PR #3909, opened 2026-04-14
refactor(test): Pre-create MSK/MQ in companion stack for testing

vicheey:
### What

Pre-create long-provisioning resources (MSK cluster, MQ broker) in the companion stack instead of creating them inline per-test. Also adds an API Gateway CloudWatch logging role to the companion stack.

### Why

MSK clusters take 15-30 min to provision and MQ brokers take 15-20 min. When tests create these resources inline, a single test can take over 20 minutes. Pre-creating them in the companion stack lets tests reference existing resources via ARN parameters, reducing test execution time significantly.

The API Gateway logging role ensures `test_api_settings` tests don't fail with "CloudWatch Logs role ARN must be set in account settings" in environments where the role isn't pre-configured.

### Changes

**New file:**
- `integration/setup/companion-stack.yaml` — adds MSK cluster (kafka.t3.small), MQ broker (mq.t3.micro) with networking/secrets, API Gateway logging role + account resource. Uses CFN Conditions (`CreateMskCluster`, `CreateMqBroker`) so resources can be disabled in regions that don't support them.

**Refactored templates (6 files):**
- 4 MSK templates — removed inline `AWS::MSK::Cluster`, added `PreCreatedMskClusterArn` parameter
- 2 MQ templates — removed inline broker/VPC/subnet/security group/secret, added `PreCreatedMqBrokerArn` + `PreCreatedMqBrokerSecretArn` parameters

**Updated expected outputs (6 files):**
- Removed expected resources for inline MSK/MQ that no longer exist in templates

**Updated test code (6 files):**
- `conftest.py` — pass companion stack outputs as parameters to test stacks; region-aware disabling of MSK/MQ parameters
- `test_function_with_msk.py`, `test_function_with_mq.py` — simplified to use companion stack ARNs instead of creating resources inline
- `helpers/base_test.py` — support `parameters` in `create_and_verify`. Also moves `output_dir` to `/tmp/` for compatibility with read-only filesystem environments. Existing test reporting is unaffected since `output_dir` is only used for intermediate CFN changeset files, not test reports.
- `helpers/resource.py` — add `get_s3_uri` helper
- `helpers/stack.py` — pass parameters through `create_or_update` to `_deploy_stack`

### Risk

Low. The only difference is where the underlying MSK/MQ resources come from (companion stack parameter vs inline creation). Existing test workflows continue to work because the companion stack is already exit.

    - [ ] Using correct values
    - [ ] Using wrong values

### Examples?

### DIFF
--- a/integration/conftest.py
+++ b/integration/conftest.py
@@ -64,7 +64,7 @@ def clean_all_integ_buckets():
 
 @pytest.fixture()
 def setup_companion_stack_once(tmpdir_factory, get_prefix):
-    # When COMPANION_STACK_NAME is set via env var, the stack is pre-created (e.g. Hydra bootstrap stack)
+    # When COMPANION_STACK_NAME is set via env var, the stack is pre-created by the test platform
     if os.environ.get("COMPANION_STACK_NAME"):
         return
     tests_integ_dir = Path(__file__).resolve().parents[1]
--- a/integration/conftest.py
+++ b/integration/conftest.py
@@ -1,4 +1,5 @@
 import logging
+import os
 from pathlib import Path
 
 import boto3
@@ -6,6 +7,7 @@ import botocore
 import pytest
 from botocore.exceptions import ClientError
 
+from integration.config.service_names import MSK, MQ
==================================================
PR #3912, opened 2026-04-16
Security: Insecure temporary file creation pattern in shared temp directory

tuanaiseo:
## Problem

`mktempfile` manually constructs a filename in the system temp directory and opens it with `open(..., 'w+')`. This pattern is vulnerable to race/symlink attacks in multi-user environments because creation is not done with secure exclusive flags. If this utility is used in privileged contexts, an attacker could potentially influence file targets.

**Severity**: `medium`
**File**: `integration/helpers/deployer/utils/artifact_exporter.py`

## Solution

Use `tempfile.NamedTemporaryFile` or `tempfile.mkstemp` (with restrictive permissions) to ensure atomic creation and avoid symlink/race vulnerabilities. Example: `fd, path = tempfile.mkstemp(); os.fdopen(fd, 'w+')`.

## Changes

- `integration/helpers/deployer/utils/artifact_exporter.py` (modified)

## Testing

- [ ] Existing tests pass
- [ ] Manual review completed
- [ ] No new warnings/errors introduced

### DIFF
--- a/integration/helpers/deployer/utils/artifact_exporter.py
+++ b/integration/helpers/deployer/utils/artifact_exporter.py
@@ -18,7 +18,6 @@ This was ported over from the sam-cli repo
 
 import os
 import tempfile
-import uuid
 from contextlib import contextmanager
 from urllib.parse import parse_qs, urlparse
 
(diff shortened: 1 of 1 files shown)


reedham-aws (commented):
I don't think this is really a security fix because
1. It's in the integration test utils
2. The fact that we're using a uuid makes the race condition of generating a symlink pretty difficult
==================================================
* What the task requires *
Only the lines above starting at the one containing "1. It's in the integration test utils" and ending at the one containing "2. The fact", both included, are to be returned, exactly as they read.

* Answer to the exercise *
1. It's in the integration test utils
2. The fact that we're using a uuid makes the race condition of generating a symlink pretty difficult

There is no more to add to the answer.